Most healthy rabbits will change their coats twice yearly. Other rabbits may lose their coat more often, probably through inbreeding or skin disorders. A majority of rabbit skin problems can be easily treated and should be done as soon as signs of disease are present, as some rabbit skin diseases can be transmitted to other animals, including humans.
Fur-plucking and Chewing
Alopecia, or abnormal fur loss in rabbits can occur due to hormonal changes, such as fur-plucking. Pregnant females close to delivery may pluck the fur around their neck or belly area to line their nests. Rabbits may also pluck their fur when they need more fibre in their diets. When too many rabbits are housed together, they will chew on each others' fur causing bald spots and skin irritation.
Cheyletiella parasitovorax is the most common skin mite in rabbits. Other skin mites affecting rabbits are Leporacus gibbus and the mange or scabies mite known as Sarcoptes scabei. These mites will affect the skin by causing it to flake severely and may or may not cause itching. The mites are not visible to the naked eye and a veterinarian may have to take a sample of the flaky skin and check under a microscope for their presence. Cages should be cleansed well, as the fallen skin flakes contain mite eggs that can easily reinfect the rabbit after treating the condition. Psoroptes cuniculi is an ear mite that will cause red-brown crusts in the rabbit's ear canals. It is a very uncomfortable condition, causing the rabbit to droop its ears or scratch them fiercely. The mites can be visible in the rabbit's ear canals or on other parts of the body if the mites have migrated from the ears. Cages should also be kept clean to avoid reinfection after treatment.

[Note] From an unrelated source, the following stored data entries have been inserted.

PR #418, opened 2016-10-28
append code frame on parse error

hzoo:
After seeing https://github.com/eslint/eslint/pull/7437,

I noticed that parser errors didn't have a codeframe either so figured we could add it there too? Just an idea and does change the error messages of course then

screen shot 2016-10-28 at 5 33 11 pm

screen shot 2016-10-28 at 5 32 58 pm
- [ ] fix the tests


danez:
👍

Issue #397, opened 2016-09-27
Using Node 4 Features


hzoo:
Since we dropped node < 4,

an easy win would be to change our tests to use template strings instead of

``` js
["asdfads",
"asdf"
].join('\n')
```

This doesn't have to be done in a single PR, and would be good for new contributors

vgvenkat:
Hello there! Would this be conversion of all strings which use string concat using "+" in the [3 js test files](https://github.com/babel/babel-eslint/tree/master/test) as well or just the ones with ```join``` to use template strings?

hzoo:
@vgvenkat Sorry there's already a pr for that particular change https://github.com/babel/babel-eslint/pull/410 (should of put a notice)

vgvenkat:
oh. ok cool 👍🏻

kaicataldo:
We did the same thing in the ESLint repo recently (there's one PR open that adds the final thing we wanted). This list might be helpful: https://github.com/eslint/eslint/issues/6407

kaicataldo:
ESLint itself also has some fixers that could be used - `prefer-template` was just added recently and I used it on the main ESLint repo with no issues!

karanjthakkar:
@hzoo Since #410 is merged, is there any other change that this issue is looking to address? I'd love to help out with other changes, if any, apart from the conversion to template strings.

kaicataldo:
There actually is a PR open with some of this work done: https://github.com/babel/babel-eslint/pull/425

hzoo:
Going to close as some of this is done and don't need to track

PR #425, opened 2016-11-18
Update to use Node 4 features

nhajidin:
Some changes for #397

Mostly replacing `for` with `forEach` and using arrow functions.


kaicataldo:
Hey, thanks for contributing! I'm not 100% behind the switch from `for` loops to `forEach()`, since it seems like an unnecessary change, but I think everything else looks great.

nhajidin:
I've reverted all the forEach changes.

hzoo:
Sorry for the delay, lgtm! Thanks @nhajidin

PR #435, opened 2017-01-28
Use `lodash` instead of `lodash.pickby`.

wtgtybhertgeghgtwtg:
Since `babel-types` and `babel-traverse` require `lodash`, it's already in the dependency tree.  `lodash.pickby` is not.
So, ironically, using `lodash.pickby` increases the dependencies, instead of decreasing them.

### DIFF
--- a/index.js
+++ b/index.js
@@ -1,5 +1,5 @@
 var babylonToEspree = require("./babylon-to-espree");
-var pick            = require("lodash.pickby");
+var pick            = require("lodash").pickBy;
 var Module          = require("module");
 var path            = require("path");
 var parse           = require("babylon").parse;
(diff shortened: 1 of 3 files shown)


xtuc:
We could even replace `pickby` with the native filter. Thus removing the dependency.

wtgtybhertgeghgtwtg:
So
```
t.VISITOR_KEYS.filter
```
instead of
```
pick(t.VISITOR_KEYS,
```
I'm ashamed I didn't think of that.

xtuc:
Yes, no worries :+1:. We appreciate your contribution.

Some related PR: babel/babel#5042, babel/babel#5043, babel/babel#5180 and babel/babel#5181

wtgtybhertgeghgtwtg:
Actually, that wouldn't work, since `t.VISITOR_KEYS` is an object used as a map, not an array.

xtuc:
Ok, I was confused by the naming. `pick` should be fine.

hzoo:
Thanks again @wtgtybhertgeghgtwtg!!

PR #446, opened 2017-03-19
Add option to disable code frame.

Couto:
This might sound weird, since code frame is a great feature of babel-eslint.

My use case:

I want to display eslint reports in [go.cd](https://www.gocd.io/), for that I need to generate an HTML report, which is usually easy with eslint HTML formatter, and it results in something like this:

screen shot 2017-03-19 at 14 14 07

However with babel-eslint, due to the code frame feature the same report looks like this:

screen shot 2017-03-19 at 14 15 45

This PR adds an option to `parserOptions` to disable the code highlight feature, and when enabled, it simply returns the regular exepected output to eslint, so... when `.eslintrc` looks something like this:

```
{
  "parser": "babel-eslint",
  "parserOptions": {
    "codeFrame": false
  },
  "extends": "eslint:recommended"
}
```

the generated HTML will look similar to this:

screen shot 2017-03-19 at 14 20 59

I hope this PR is good enough to merge, however if anything is needed, please just say so :)

### DIFF
--- a/index.js
+++ b/index.js
@@ -366,6 +366,7 @@ exports.parse = function (code, options) {
 
 exports.parseNoPatch = function (code, options) {
   var opts = {
+    codeHighlight: options.hasOwnProperty("codeHighlight") ? options.codeHighlight : true,
     sourceType: options.sourceType,
     allowImportExportEverywhere: options.allowImportExportEverywhere, // consistent with espree
     allowReturnOutsideFunction: true,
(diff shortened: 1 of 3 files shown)


hzoo:
Sounds good, cc @kaicataldo on where to put this option, sounds like it has to be in parserOptions

kaicataldo:
I think keeping it in `parserOptions` is good

hzoo:
Can we add a test somewhere for this - that it prints/doesn't print those characters? Maybe can just write a syntax error and regex/search for a char?

Couto:
I've just added some basic tests as suggested. However I'm not sure of their correct place inside the test files. If they are not in right place, please just say so. :)

hzoo:
maybe it could go in it's own file but this is good!

hzoo:
Thanks @Couto, and can you add this to the readme?

hzoo:

PR #447, opened 2017-03-20
Chore: Clean up and upgrades

kaicataldo:
This is cleanup/upgrading deps in preparation for trying to use Babylon with the ESTree plugin. The current ESLint tests simply do not work. I think we need to remove the current broken code and rethink this after we start using the ESTree plugin.


hzoo:
Awesome!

Fleas and ticks can cause itching, fur loss and crusty skin. Veterinarians encourage regular grooming of pet rabbits to catch the first signs of flea or tick infestation. Myiasis, or fly-strike infestation usually occurs during hot and humid summers. Several kinds of insects can lay their eggs in a rabbit's wounds. The maggots from those eggs will burrow into the skin causing bacterial infections and shock, which can ultimately kill the rabbit. When treating the rabbit for parasitic insects, its cage and any bedding or nest it has should also be treated or eliminated.
Fungi and Bacteria
Chronic wetness of the rabbit's fur and skin must be avoided. Excess moisture causes the fur to fall and the skin will become reddened, scaly and crusty, exposing raw skin to ringworm and bacteria. Excess drooling, exposure to urine and faeces, excess grooming from another rabbit and leaky water bottles cause the rabbit's environment to be too moist. The bacteria, Pseudomonas aeruginosa will cause a moist skin infection and a bluish discolouration of the rabbit's fur.
Bumps, Lumps, or Skin Cancer
Some infections can cause abscesses filled with thick, cottage cheese-like pus on a rabbit's skin. These lumps must be surgically removed, as lancing or draining them hardly affects them. Some lumps may be warts caused by a papilloma virus, or benign growths. Though malignant skin cancer growths are not common in rabbits, they can occur often due to the metastasis of another cancer present.